▶ [EXERCISE AIM] Only the first line of the listing and the lines after it, up to and including the one containing "--- a/packages/scenes/src/components/SceneRefreshPicker.tsx", should be retyped exactly.

▶ [TASK MATERIAL]
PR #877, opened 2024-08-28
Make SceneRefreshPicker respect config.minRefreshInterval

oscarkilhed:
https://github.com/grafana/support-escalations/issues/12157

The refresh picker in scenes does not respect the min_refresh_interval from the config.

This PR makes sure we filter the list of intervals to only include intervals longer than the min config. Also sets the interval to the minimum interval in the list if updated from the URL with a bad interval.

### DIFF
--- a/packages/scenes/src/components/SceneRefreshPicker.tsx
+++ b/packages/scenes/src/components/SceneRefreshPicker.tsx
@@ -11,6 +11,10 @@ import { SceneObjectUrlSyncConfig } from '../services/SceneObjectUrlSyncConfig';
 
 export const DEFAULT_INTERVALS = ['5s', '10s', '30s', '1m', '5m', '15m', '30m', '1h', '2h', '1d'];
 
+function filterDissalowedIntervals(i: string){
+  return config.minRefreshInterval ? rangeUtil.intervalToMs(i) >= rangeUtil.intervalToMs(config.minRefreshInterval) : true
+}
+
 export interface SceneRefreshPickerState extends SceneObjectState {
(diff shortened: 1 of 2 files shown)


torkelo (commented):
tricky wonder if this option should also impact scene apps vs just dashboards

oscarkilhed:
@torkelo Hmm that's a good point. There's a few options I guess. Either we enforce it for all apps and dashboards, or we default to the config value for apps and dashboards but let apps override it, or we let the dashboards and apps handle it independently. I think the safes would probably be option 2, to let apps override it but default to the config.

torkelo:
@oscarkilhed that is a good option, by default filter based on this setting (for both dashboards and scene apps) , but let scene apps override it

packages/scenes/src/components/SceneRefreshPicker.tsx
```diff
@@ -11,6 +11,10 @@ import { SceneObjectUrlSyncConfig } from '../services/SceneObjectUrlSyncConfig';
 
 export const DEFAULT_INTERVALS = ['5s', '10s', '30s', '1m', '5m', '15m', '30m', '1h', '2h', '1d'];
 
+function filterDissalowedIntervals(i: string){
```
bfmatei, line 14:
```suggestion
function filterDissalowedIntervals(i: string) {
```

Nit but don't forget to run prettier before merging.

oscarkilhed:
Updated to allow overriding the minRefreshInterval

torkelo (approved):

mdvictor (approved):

▶ [THE ANSWER]
PR #877, opened 2024-08-28
Make SceneRefreshPicker respect config.minRefreshInterval

oscarkilhed:
https://github.com/grafana/support-escalations/issues/12157

The refresh picker in scenes does not respect the min_refresh_interval from the config.

This PR makes sure we filter the list of intervals to only include intervals longer than the min config. Also sets the interval to the minimum interval in the list if updated from the URL with a bad interval.

### DIFF
--- a/packages/scenes/src/components/SceneRefreshPicker.tsx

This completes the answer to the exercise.